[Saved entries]
------------------------

PR #4995, opened 2021-11-12
FIX: Issue #4994 (CRASH during transcode of a long string)

### LINKED ISSUE #4994: CRASH during transcode of a long string
**Describe the bug**
```
*** in file: /D/devel/red/common/unicode.reds
*** at line: 159
***
***   stack: red/unicode/cp-to-utf8 167 078FAFFFh
***   stack: red/unicode/to-utf8-buffer 04989D9Ch 078FAFFFh 1000002
***   stack: red/lexer/scan-alt 04989DACh 04989D9Ch 1000002 false true true false 00FFF2C8h 00000000h 00000000h
***   stack: red/natives/transcode* false -1 -1 -1 -1 -1 -1 -1
***   stack: red/interpreter/eval-arguments 04989D8Ch 0569FB88h 0569FB88h 00000000h 00000000h 04AB1418h
***   stack: red/interpreter/eval-code 04AB1418h 0569FB68h 0569FB88h false 00000000h 00000000h 04AB1418h
***   stack: red/interpreter/eval-expression 0569FB68h 0569FB88h false false false
***   stack: red/interpreter/eval 04989D8Ch true
***   stack: red/natives/do* false 1 -1 -1
(...)
```

**To reproduce**

Run this code in console:
```
save %123 append/dup "" "§" 1000000
transcode read %123
```

**Platform version**
```
Red 0.6.4 for Windows built 6-Nov-2021/19:36:18+03:00  commit #30e5312
```

hiiamboris:
Fixes #4994

Upper size estimate for UTF-8 strings was invalid:
 https://github.com/red/red/blob/28b3c83a890eeed86ae90447fe8bf314584ad021/runtime/lexer.reds#L2447

Here's a map of char widths:

| range | bytes in UTF-8 | size in Latin1 | size in UCS-2 | size in UTF-16 |
|-|-|-|-|-|
| 0-7F | 1 | 1 | 2 | 2 |
| 7F-FF | 2 | 1 | 2 | 2 |
| 100-7FF | 2 | N/A | 2 | 2 |
| 800-FFFF | 3 | N/A | 2 | 2 |
| 10000-10FFFF | 4 | N/A | N/A | 4 |

From: https://unicode-org.github.io/icu/userguide/icu/unicode.html

Also, there's a recurring pattern `size << (unit >> 1)` in the runtime code. No idea where it comes from, but it's wrong. Maybe `unit` was a power of two at some point.

### DIFF
--- a/runtime/allocator.reds
+++ b/runtime/allocator.reds
@@ -1059,7 +1059,8 @@ alloc-codepoints: func [
 	unit	[integer!]
 	return: [int-ptr!]						;-- return a new node pointer (pointing to the newly allocated series buffer)
 ][
-	if zero? size [size: 16 >> (log-b unit)]
+	assert unit <= 4
+	if zero? size [size: 16 >> (unit >> 1)]
 	alloc-series size unit 0				;-- optimize by default for tail insertion
 ]
 
--- a/runtime/allocator.reds
+++ b/runtime/allocator.reds
@@ -1059,7 +1059,7 @@ alloc-codepoints: func [
 	unit	[integer!]
 	return: [int-ptr!]						;-- return a new node pointer (pointing to the newly allocated series buffer)
 ][
-	if zero? size [size: 16 >> (unit >> 1)]
+	if zero? size [size: 16 >> (log-b unit)]
 	alloc-series size unit 0				;-- optimize by default for tail insertion
 ]
 
--- a/runtime/datatypes/char.reds
+++ b/runtime/datatypes/char.reds
@@ -112,7 +112,7 @@ char: context [
 				ser: as red-series! spec
 				s: GET_BUFFER(ser)
 				unit: GET_UNIT(s)
-				p: (as byte-ptr! s/offset) + (ser/head << (unit >> 1))
+				p: (as byte-ptr! s/offset) + (ser/head << (log-b unit))
 				if p >= as byte-ptr! s/tail [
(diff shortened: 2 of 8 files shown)


dockimbel:
> Also, there's a recurring pattern size << (unit >> 1) in the runtime code. No idea where it comes from, but it's wrong. Maybe unit was a power of two at some point.

`unit` value range is: 1, 2, 4, 8, 16. It represents the atomic size of items in a Red series!.

hiiamboris:
e.g. size = 100 items, unit = 16 bytes
total bytes: 100 << (16 >> 1) = 100 << 8 = 25600

qtxie:
The `unit` value range is `1, 2, 4` for string related functions. So the code `size << (unit >> 1)` is correct in such cases. I think put an assert in those functions is better. `assert unit <= 4`.

hiiamboris:
Thanks! Indeed, for the [1 2 4] set it just magically works. In such case a clever trick ;)
I've rolled log-b's back.

greggirwin:
As a pattern, without comments to note `[1 2 4]` limitation, this could easily happen again. e.g. people look at string code and recreate the pattern. A few of us know about it now, but since this can cause serious issues, should that pattern be a macro itself, in one place, with an assert and comment? Maybe even _why_ it magically works for that subset. :^)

------------------------

Task instructions
Reproduce each record exactly as written above.

Output of the exercise
PR #4995, opened 2021-11-12
FIX: Issue #4994 (CRASH during transcode of a long string)

### LINKED ISSUE #4994: CRASH during transcode of a long string
**Describe the bug**
```
*** in file: /D/devel/red/common/unicode.reds
*** at line: 159
***
***   stack: red/unicode/cp-to-utf8 167 078FAFFFh
***   stack: red/unicode/to-utf8-buffer 04989D9Ch 078FAFFFh 1000002
***   stack: red/lexer/scan-alt 04989DACh 04989D9Ch 1000002 false true true false 00FFF2C8h 00000000h 00000000h
***   stack: red/natives/transcode* false -1 -1 -1 -1 -1 -1 -1
***   stack: red/interpreter/eval-arguments 04989D8Ch 0569FB88h 0569FB88h 00000000h 00000000h 04AB1418h
***   stack: red/interpreter/eval-code 04AB1418h 0569FB68h 0569FB88h false 00000000h 00000000h 04AB1418h
***   stack: red/interpreter/eval-expression 0569FB68h 0569FB88h false false false
***   stack: red/interpreter/eval 04989D8Ch true
***   stack: red/natives/do* false 1 -1 -1
(...)
```

**To reproduce**

Run this code in console:
```
save %123 append/dup "" "§" 1000000
transcode read %123
```

**Platform version**
```
Red 0.6.4 for Windows built 6-Nov-2021/19:36:18+03:00  commit #30e5312
```

hiiamboris:
Fixes #4994

Upper size estimate for UTF-8 strings was invalid:
 https://github.com/red/red/blob/28b3c83a890eeed86ae90447fe8bf314584ad021/runtime/lexer.reds#L2447

Here's a map of char widths:

| range | bytes in UTF-8 | size in Latin1 | size in UCS-2 | size in UTF-16 |
|-|-|-|-|-|
| 0-7F | 1 | 1 | 2 | 2 |
| 7F-FF | 2 | 1 | 2 | 2 |
| 100-7FF | 2 | N/A | 2 | 2 |
| 800-FFFF | 3 | N/A | 2 | 2 |
| 10000-10FFFF | 4 | N/A | N/A | 4 |

From: https://unicode-org.github.io/icu/userguide/icu/unicode.html

Also, there's a recurring pattern `size << (unit >> 1)` in the runtime code. No idea where it comes from, but it's wrong. Maybe `unit` was a power of two at some point.

### DIFF
--- a/runtime/allocator.reds
+++ b/runtime/allocator.reds
@@ -1059,7 +1059,8 @@ alloc-codepoints: func [
 	unit	[integer!]
 	return: [int-ptr!]						;-- return a new node pointer (pointing to the newly allocated series buffer)
 ][
-	if zero? size [size: 16 >> (log-b unit)]
+	assert unit <= 4
+	if zero? size [size: 16 >> (unit >> 1)]
 	alloc-series size unit 0				;-- optimize by default for tail insertion
 ]
 
--- a/runtime/allocator.reds
+++ b/runtime/allocator.reds
@@ -1059,7 +1059,7 @@ alloc-codepoints: func [
 	unit	[integer!]
 	return: [int-ptr!]						;-- return a new node pointer (pointing to the newly allocated series buffer)
 ][
-	if zero? size [size: 16 >> (unit >> 1)]
+	if zero? size [size: 16 >> (log-b unit)]
 	alloc-series size unit 0				;-- optimize by default for tail insertion
 ]
 
--- a/runtime/datatypes/char.reds
+++ b/runtime/datatypes/char.reds
@@ -112,7 +112,7 @@ char: context [
 				ser: as red-series! spec
 				s: GET_BUFFER(ser)
 				unit: GET_UNIT(s)
-				p: (as byte-ptr! s/offset) + (ser/head << (unit >> 1))
+				p: (as byte-ptr! s/offset) + (ser/head << (log-b unit))
 				if p >= as byte-ptr! s/tail [
(diff shortened: 2 of 8 files shown)


dockimbel:
> Also, there's a recurring pattern size << (unit >> 1) in the runtime code. No idea where it comes from, but it's wrong. Maybe unit was a power of two at some point.

`unit` value range is: 1, 2, 4, 8, 16. It represents the atomic size of items in a Red series!.

hiiamboris:
e.g. size = 100 items, unit = 16 bytes
total bytes: 100 << (16 >> 1) = 100 << 8 = 25600

qtxie:
The `unit` value range is `1, 2, 4` for string related functions. So the code `size << (unit >> 1)` is correct in such cases. I think put an assert in those functions is better. `assert unit <= 4`.

hiiamboris:
Thanks! Indeed, for the [1 2 4] set it just magically works. In such case a clever trick ;)
I've rolled log-b's back.

greggirwin:
As a pattern, without comments to note `[1 2 4]` limitation, this could easily happen again. e.g. people look at string code and recreate the pattern. A few of us know about it now, but since this can cause serious issues, should that pattern be a macro itself, in one place, with an assert and comment? Maybe even _why_ it magically works for that subset. :^)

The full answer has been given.